[Opening Supplied data section]

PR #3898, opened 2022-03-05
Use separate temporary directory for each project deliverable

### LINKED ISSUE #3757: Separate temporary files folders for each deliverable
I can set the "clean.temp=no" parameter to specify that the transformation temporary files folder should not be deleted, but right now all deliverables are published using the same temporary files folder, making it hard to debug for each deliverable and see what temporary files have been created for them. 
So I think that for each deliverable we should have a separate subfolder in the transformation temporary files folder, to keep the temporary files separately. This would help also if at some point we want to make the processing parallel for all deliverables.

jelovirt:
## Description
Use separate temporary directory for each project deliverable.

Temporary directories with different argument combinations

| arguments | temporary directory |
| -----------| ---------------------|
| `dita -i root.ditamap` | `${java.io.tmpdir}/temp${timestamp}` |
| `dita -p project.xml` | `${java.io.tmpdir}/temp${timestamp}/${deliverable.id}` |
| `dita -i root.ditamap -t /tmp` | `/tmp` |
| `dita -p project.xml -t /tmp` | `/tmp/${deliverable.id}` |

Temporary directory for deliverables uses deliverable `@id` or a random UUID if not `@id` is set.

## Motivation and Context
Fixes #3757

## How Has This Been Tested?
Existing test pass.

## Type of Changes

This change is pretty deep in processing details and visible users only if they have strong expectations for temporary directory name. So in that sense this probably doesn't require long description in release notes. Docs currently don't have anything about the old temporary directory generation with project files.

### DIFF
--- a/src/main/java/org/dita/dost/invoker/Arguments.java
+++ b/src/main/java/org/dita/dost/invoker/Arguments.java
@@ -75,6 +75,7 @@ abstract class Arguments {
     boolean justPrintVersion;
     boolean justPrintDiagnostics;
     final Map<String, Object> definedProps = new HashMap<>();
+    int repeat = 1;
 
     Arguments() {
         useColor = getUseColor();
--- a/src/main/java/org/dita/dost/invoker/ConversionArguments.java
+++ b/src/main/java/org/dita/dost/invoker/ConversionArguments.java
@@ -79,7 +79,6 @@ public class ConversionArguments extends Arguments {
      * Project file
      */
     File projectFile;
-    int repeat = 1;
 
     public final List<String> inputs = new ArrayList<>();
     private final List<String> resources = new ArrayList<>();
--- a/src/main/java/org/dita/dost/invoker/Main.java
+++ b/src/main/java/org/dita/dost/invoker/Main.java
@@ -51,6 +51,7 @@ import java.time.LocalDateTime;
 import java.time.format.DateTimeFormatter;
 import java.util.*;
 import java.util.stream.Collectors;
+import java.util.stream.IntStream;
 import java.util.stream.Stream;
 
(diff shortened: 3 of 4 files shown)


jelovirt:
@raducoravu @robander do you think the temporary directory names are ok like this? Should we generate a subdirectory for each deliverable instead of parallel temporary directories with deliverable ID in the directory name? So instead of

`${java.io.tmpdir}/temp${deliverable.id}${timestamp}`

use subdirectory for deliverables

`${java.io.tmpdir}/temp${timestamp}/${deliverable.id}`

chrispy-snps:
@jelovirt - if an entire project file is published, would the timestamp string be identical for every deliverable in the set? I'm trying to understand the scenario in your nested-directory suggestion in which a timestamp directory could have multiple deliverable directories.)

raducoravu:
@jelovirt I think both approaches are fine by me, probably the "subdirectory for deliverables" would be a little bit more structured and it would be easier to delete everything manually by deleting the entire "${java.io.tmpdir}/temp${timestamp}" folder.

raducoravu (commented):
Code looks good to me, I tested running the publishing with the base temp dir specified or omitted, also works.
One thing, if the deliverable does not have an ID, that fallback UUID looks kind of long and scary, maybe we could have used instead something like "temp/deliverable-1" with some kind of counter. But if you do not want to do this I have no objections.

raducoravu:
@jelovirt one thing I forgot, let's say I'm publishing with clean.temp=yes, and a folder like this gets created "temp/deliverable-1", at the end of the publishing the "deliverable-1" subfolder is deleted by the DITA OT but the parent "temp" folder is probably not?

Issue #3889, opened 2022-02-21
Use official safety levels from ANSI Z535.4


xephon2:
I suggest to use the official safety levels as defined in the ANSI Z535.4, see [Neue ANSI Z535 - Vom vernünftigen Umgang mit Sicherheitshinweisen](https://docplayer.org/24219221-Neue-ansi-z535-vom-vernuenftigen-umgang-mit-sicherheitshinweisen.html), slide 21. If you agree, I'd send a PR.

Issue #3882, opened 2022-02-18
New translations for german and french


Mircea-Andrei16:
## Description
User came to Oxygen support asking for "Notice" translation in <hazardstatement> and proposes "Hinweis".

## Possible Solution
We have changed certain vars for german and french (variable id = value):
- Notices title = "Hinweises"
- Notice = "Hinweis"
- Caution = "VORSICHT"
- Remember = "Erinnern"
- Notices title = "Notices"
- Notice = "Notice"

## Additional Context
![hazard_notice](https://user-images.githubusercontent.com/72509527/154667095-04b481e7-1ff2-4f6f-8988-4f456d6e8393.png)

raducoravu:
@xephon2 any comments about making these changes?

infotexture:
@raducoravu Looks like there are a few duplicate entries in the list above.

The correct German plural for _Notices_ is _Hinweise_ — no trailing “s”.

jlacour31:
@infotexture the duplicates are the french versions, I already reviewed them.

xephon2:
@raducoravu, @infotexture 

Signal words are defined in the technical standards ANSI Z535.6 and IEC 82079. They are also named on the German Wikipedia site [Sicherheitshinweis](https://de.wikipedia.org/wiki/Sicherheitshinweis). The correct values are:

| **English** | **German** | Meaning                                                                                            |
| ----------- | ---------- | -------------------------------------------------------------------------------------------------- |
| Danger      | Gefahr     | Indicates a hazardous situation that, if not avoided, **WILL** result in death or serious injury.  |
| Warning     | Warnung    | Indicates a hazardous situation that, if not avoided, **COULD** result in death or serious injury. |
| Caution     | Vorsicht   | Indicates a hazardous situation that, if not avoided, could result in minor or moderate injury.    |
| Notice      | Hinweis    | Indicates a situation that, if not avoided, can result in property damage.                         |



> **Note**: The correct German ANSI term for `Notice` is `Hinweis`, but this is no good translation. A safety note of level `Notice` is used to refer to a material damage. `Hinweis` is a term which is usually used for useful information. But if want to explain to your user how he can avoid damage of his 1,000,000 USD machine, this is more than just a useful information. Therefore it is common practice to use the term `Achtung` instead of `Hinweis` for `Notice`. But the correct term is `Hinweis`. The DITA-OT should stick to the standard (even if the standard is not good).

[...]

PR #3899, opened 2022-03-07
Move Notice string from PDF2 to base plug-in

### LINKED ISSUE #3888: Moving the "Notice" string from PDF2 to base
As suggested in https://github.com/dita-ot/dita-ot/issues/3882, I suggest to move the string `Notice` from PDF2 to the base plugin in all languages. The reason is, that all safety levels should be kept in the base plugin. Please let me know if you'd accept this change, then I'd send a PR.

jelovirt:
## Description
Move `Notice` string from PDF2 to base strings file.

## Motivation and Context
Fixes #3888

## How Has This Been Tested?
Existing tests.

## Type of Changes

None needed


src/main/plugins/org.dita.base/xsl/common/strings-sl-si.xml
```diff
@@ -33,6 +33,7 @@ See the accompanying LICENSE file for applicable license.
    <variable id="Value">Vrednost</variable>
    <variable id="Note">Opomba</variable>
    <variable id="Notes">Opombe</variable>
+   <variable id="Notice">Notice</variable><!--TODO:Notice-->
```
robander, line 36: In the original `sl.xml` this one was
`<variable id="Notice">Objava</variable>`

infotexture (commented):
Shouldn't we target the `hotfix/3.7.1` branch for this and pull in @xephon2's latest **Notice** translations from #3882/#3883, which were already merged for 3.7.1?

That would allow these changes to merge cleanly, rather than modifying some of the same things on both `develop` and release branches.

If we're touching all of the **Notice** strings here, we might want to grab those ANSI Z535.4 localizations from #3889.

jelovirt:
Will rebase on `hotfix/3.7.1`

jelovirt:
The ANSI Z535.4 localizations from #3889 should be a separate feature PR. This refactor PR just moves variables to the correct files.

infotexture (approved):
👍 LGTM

[Closing Supplied data section]

Check each line of the records above for the string "public", and report every line that has it.

▸ **Completed exercise**
@@ -79,7 +79,6 @@ public class ConversionArguments extends Arguments {
     public final List<String> inputs = new ArrayList<>();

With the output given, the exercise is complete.